◆ **TASK TO CARRY OUT**: Please state how many lines in the records below contain the word "bare", giving only the number.

◆ **SUPPLIED ENTRIES**:
PR #219, opened 2026-08-12
fix(examine): stop the Windows install scans disagreeing with each other

volen-silo:
- [x] If this PR fixes a bug, searched `tests/e2e-cucumber/expectations.toml` for the fixed ticket ID and removed/narrowed any now-stale xfail rows. No row references this behaviour — it has no e2e seam (see below).

> Branches off `main`, independent of the #216 → #217 → #218 stack.

## Summary

Three independent implementations answered "where is ROCm installed" on Windows, and they disagreed on every axis that matters. Two of them become the shared resolver — the one already used by `examine`'s install summary, the JSON probe, and `fix-6-path` on Linux.

| | search roots | ordering | validates an install? |
|---|---|---|---|
| resolver | `C:\Program Files\AMD\ROCm`, `C:\Program Files\ROCm` | numeric | yes |
| `probe_hip_sdk_windows` | `C:\Program Files\AMD\ROCm` | **lexicographic** | no |
| `newest_rocm_install_dir` | `C:\Program Files\AMD\ROCm`, `C:\Program Files (x86)\AMD\ROCm` | **lexicographic** | no |

So with 6.2 and 6.10 both installed, `rocm fix fix-6-path` put the **older** SDK on PATH — and because the third scanner accepted any directory whose name began with a digit, an empty leftover could go on PATH too.

Both now order by numeric component, search the same roots as the rest of the CLI, require an install marker, and honour `$ROCM_PATH` — which neither did before.

`$HIP_PATH` still wins in the SDK probe: it names the SDK specifically, where the resolver answers the broader question. The reported SDK version now comes from what the install says about itself, falling back to the directory name only for a `$HIP_PATH` pointing somewhere unversioned.

**Checked before narrowing:** the resolver's marker gate accepts `bin/rocminfo.exe`, `bin/hipcc.bat` and `bin/amdhip64*.dll`, so a real Windows HIP SDK still matches. This tightens what counts as an install without losing a genuine one — worth confirming, since a marker list written for Linux would have quietly broken Windows detection.

## Test plan

Two new tests, driven through `fix-6-path`'s own resolver call rather than re-testing the resolver:

- a planted install named by `$ROCM_PATH` is found;
- an empty directory named by `$ROCM_PATH` is **not**.

Both are discriminating rather than decorative — the scanner they replace ignored `$ROCM_PATH` outright and looked only under `C:\Program Files`, so both fail against it on any host. That matters here because the change cannot be exercised on Linux at all.

`cargo test -p rocm-core`: 261 pass; the two `proc_lifecycle::tests::tree_*` failures are the known WSL2-local issue and reproduce unchanged on `main`. `cargo fmt --all --check`, workspace `clippy --all-targets -D warnings`, and the prek hygiene hooks are clean.

**Verification gap, stated plainly.** This has no e2e seam: the search directories are hardcoded constants with no override, so the harness can only plant a single install via `$ROCM_PATH` — which bypasses directory scanning and therefore ordering entirely. The Strix Halo Windows lane exercises the code path but cannot plant two versions to order. Unit tests against planted directories are the coverage; a reviewer should not read a green Windows lane as proof the ordering is right.

`cargo xtask e2e` on this branch reports the two `diagnose` scenarios failing — that is the known WSL2-local noise this branch does not carry the fix for (#216 adds `@requires-bare-metal`), not a regression from this change, which touches Windows-only code paths.

### DIFF
--- a/crates/rocm-core/src/examine.rs
+++ b/crates/rocm-core/src/examine.rs
@@ -1304,30 +1304,34 @@ fn probe_gpus_windows(e: &mut Examination) {
 }
 
 fn probe_hip_sdk_windows(e: &mut Examination) {
+    // `$HIP_PATH` still wins: it names the SDK specifically, where the resolver
+    // answers the broader "which ROCm installs are on this machine".
     let mut root = std::env::var("HIP_PATH").unwrap_or_default();
     if root.is_empty() || !Path::new(&root).is_dir() {
-        // Scan the conventional install location for the newest ROCm dir.
-        let base = Path::new(r"C:\Program Files\AMD\ROCm");
-        if let Ok(entries) = std::fs::read_dir(base) {
-            let mut versions: Vec<String> = entries
-                .flatten()
-                .filter(|entry| entry.path().is_dir())
-                .map(|entry| entry.file_name().to_string_lossy().into_owned())
-                .collect();
-            versions.sort();
-            if let Some(latest) = versions.last() {
-                root = base.join(latest).to_string_lossy().into_owned();
-            }
-        }
+        // Was a hand-rolled scan of one directory with `versions.sort()`, so
+        // `6.2` outranked `6.10` and any directory whose name looked plausible
+        // counted as an install. The shared resolver orders by numeric
+        // component, searches the same roots as everything else, honours
+        // `$ROCM_PATH`, and requires an install marker before believing a
+        // directory.
+        root = crate::discover_rocm_installs()
+            .into_iter()
+            .next()
+            .map(|install| install.path.to_string_lossy().into_owned())
+            .unwrap_or_default();
     }
     if root.is_empty() || !Path::new(&root).is_dir() {
         return;
     }
     e.hip_sdk_path = root.clone();
-    e.hip_sdk_version = Path::new(&root)
-        .file_name()
-        .map(|s| s.to_string_lossy().into_owned())
-        .unwrap_or_default();
+    // Prefer what the install says about itself; the directory name is only a
+    // fallback for a `$HIP_PATH` pointing somewhere unversioned.
+    e.hip_sdk_version = crate::rocm_install_version(Path::new(&root)).unwrap_or_else(|| {
+        Path::new(&root)
+            .file_name()
+            .map(|s| s.to_string_lossy().into_owned())
+            .unwrap_or_default()
+    });
 
     let hipinfo = Path::new(&root).join("bin").join("hipInfo.exe");
     if hipinfo.is_file() {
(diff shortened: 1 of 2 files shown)


juhovainio:
Reviewed this against the live code (not just the diff) and it holds up.

- `probe_hip_sdk_windows` (examine.rs) and `newest_rocm_install_dir` (fix.rs) both now delegate to `discover_rocm_installs()` (lib.rs), which I traced end to end: search roots match the PR's description (`C:\Program Files\AMD\ROCm`, `C:\Program Files\ROCm`), `$ROCM_PATH` takes precedence over both, and versioned installs sort newest-first by numeric component (`rocm_version_sort_key`), not lexicographically - so `6.10` correctly outranks `6.2` where the old scanners got this backwards.
- The install-marker gate (`legacy_rocm_candidate_exists`) accepts `bin/rocminfo`, `bin/rocminfo.exe`, `bin/hipcc`, `bin/hipcc.bat`, `lib/libamdhip64.so`, `lib/libhsa-runtime64.so`, `.info/version`, or any `bin/amdhip64*.dll` - confirms the "rocminfo.exe, hipcc.bat and bin/amdhip64*.dll are all accepted" claim, and confirms the new test's bare `bin/rocminfo` marker is genuinely sufficient.
- `$HIP_PATH` still short-circuits before the resolver runs in `probe_hip_sdk_windows`, matching the stated precedence, and `hip_sdk_version` now prefers `rocm_install_version()` (reads `.info/version*`) with directory-name as fallback only, as described.
- `runtime_is_windows()` is a `const fn` backed by a compile-time `cfg!`-style `Platform`, so on Linux CI `discover_rocm_installs()` deterministically resolves to the Linux search dirs/layout - the two new `fix.rs` tests only rely on `$ROCM_PATH` overriding that entirely, so they're genuinely platform-independent despite testing "Windows" scanner logic.
- The new tests' real-`ROCM_PATH`-mutation pattern (`unsafe { std::env::set_var(...) }`, save/restore, no serialization) matches an existing, already-accepted pattern elsewhere in this file's test suite (the `ROCM_CLI_ENGINE_ENVS_ROOT` tests), so it's consistent with project convention rather than a new flakiness risk.

CI is green across every lane including both Windows jobs. The PR is upfront about the one real gap - two-install ordering isn't exercised by any CI lane since the search dirs are hardcoded with no override seam - and that's a reasonable thing to leave as a stated gap rather than block on, given the existing `discover_rocm_installs_in`/`_in_layout` test seam already covers the ordering logic itself at the unit level.

Looks safe to approve after final validation.

juhovainio (approved):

◆ **ANSWER**: 2